• _BRIEF_
Reproduce the material that follows, please, but only from its first line to the line containing "runs-on: ubuntu-latest", inclusive.

• _DATA FOR THE TASK_
PR #6298, opened 2021-05-17
fix github action benchmark rustup not found

Magi-KS:
GitHub Action benchmark is failing, this PR is attempt at fixing it.

turns out GitHub Action executes shell script in non-interactive mode, so .bashrc is not loaded by default.
https://github.community/t/self-hosted-not-using-bashrc/18358

### DIFF
--- a/.github/workflows/main.yml
+++ b/.github/workflows/main.yml
@@ -6,9 +6,11 @@ jobs:
   prBenchmarks:
     name: PR Benchmarks
     runs-on: ubuntu-latest
+    defaults:
+      run:
+        shell: bash -leo pipefail {0}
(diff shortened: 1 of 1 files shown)


DeMoorJasper (approved):

DeMoorJasper (changes requested):
approved this a bit too quickly, doesn't fix the benchmark

Magi-KS:
changes here are not needed.
fixes over at https://github.com/parcel-bundler/parcel-benchmark-action/pull/37

DeMoorJasper:
Thanks for looking into this and fixing the benchmark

• _SOLUTION BELOW_
PR #6298, opened 2021-05-17
fix github action benchmark rustup not found

Magi-KS:
GitHub Action benchmark is failing, this PR is attempt at fixing it.

turns out GitHub Action executes shell script in non-interactive mode, so .bashrc is not loaded by default.
https://github.community/t/self-hosted-not-using-bashrc/18358

### DIFF
--- a/.github/workflows/main.yml
+++ b/.github/workflows/main.yml
@@ -6,9 +6,11 @@ jobs:
   prBenchmarks:
     name: PR Benchmarks
     runs-on: ubuntu-latest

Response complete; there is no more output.